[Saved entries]
PR #17448, opened 2025-03-13
CAMEL-21858: Checking the httpMethod parameter when decorating the sp…

lsergio:
…an for http components

# Description

The code checks if the endpoint uri for http components has the httpMethod parameter. If so, this is used as the http method in the tracing span. If not, we keep the current logic.

# Target

- [X ] I checked that the commit is targeting the correct branch (Camel 4 uses the `main` branch)

# Tracking
- [X ] If this is a large change, bug fix, or code improvement, I checked there is a [JIRA issue](https://issues.apache.org/jira/browse/CAMEL) filed for the change (usually before you start working on it).

- [ X] I have run `mvn clean install -DskipTests` locally from root folder and I have committed all auto-generated changes.

### DIFF
--- a/components/camel-telemetry/src/main/java/org/apache/camel/telemetry/decorators/AbstractHttpSpanDecorator.java
+++ b/components/camel-telemetry/src/main/java/org/apache/camel/telemetry/decorators/AbstractHttpSpanDecorator.java
@@ -27,8 +27,14 @@ public abstract class AbstractHttpSpanDecorator extends AbstractSpanDecorator {
     public static final String POST_METHOD = "POST";
     public static final String GET_METHOD = "GET";
 
-    public static String getHttpMethod(Exchange exchange, Endpoint endpoint) {
-        // 1. Use method provided in header.
+    public String getHttpMethod(Exchange exchange, Endpoint endpoint) {
+        //  1. Use method from httpMethod param, if present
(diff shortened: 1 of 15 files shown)


squakez (commented):
Thanks for the PR. I think the fix could be fine, but I'd avoid to apply it on the `AbstractHttpSpanDecorator` since this is something specific to how Camel manage the `camel-http` instead. IMO, the abstraction is fine as it is, as the idea of having a request parameter for http method is not something part of the http specification, but it is specific to `camel-http` component instead. If you move the logic into the `HttpSpanDecorator` I think it would be good though.

lsergio:
Thanks for the feedback, @squakez . I implemented the change in the camel-telemetry component as well, and also moved the httpMethod handling  to the HttpSpanDecorator.

davsclaus:
Can you add this for camel-vertx-http which has similar `httpMethod` option and same logic for determine method that was used

lsergio:
@davsclaus done!

squakez (approved):

lsergio:
I see the builds have failed, but it does not seem to be related to my changes. I rebased my branch, just in case.

davsclaus (approved):

davsclaus:
yeah it seems the build tests passed but somehow the job returned an error code in the shell.

davsclaus:
ah it was a doc build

About this task ::
Each line from the top of the records down to the one with "# Description" must be retyped exactly; include both ends and nothing else.

Solution for this problem ::
PR #17448, opened 2025-03-13
CAMEL-21858: Checking the httpMethod parameter when decorating the sp…

lsergio:
…an for http components

# Description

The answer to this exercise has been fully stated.